The award is given to women with a history of community service and those who have encouraged other women to participate in public affairs, said WATT chairwoman N. Sharon Leatherman.

"This is the most flattering thing that has ever happened to me," said Murdock, who lives in Hagerstown. "I look around and see so many friends, so many phenomenal people."

Boyer, also a Hagerstown resident, said receiving the award was a humbling experience.

"I really do feel that I am accepting this award under false pretenses," she said.

Boyer later explained that she felt she learned more from her supporters and political associates than she felt they had learned from her. Boyer made a run for a Washington County Commissioners seat in 1978. While she was the first woman to make it past the primary, she lost in the general election.

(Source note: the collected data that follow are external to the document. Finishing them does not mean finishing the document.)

PR #181, opened 2022-07-22
At the end of each test job, upload all files in the `JULIA_TEST_VERBOSE_LOGS_DIR` directory as Buildkite artifacts

DilumAluthge:
When testing Julia:

1. Do not set the `JULIA_PKG_TEST_QUIET` environment variable.
2. Create a temporary directory and set the `JULIA_TEST_VERBOSE_LOGS_DIR` environment variable to that directory.
3. At the end of each test job, whether or not the tests pass, upload all files in the `JULIA_TEST_VERBOSE_LOGS_DIR` directory as Buildkite artifacts.

### DIFF
--- a/utilities/test_julia.sh
+++ b/utilities/test_julia.sh
@@ -40,9 +40,6 @@ export OPENBLAS_NUM_THREADS="${JULIA_CPU_THREADS}"
 unset JULIA_DEPOT_PATH
 unset JULIA_PKG_SERVER
 
-# Show the output from the Pkg tests
-export JULIA_PKG_TEST_QUIET="false"
-
 # Make sure that temp files and temp directories are created in a location that is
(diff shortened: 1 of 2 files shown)


DilumAluthge:
@staticfloat Is `utilities/timeout.jl` the correct place to put this logic

gbaraldi:
We could do it in test_julia.sh instead. But this is fine IMO.

DilumAluthge:
@staticfloat @gbaraldi Looks like the Pkg logs are available as Buildkite artifacts. E.g. go to https://buildkite.com/julialang/julia-buildkite/builds/840#0182481a-6ee0-4737-b964-a1a3175d77ea and click on the Artifacts tab, and then you can click on the `Pkg.log` file.

staticfloat (approved):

"Many in the community didn't take a woman seriously as far as running the government was concerned," Boyer said. "They might be willing to trust you with kids' education or public health or something like that, but they weren't to willing to trust women with policy decisions."

Murdock said despite all of her firsts, she never felt discriminated against.

"I was, however, shall I say, getting a finger pointed at because I was elected and not appointed," she said.

Murdock, who served as the city's treasurer from 1978 to 1985, was appointed to the council in 1985 after the death of councilman Jim Resh.

WATT officials said that local women have made several political gains. This is the first time there has been a female majority on Hagerstown's five-member city council, officials said Thursday.

WATT vice-chairwoman Judy Lyons Wolf said more needs to be done.

"I think (women) need to know they're supported because they're still pioneers," Wolf said.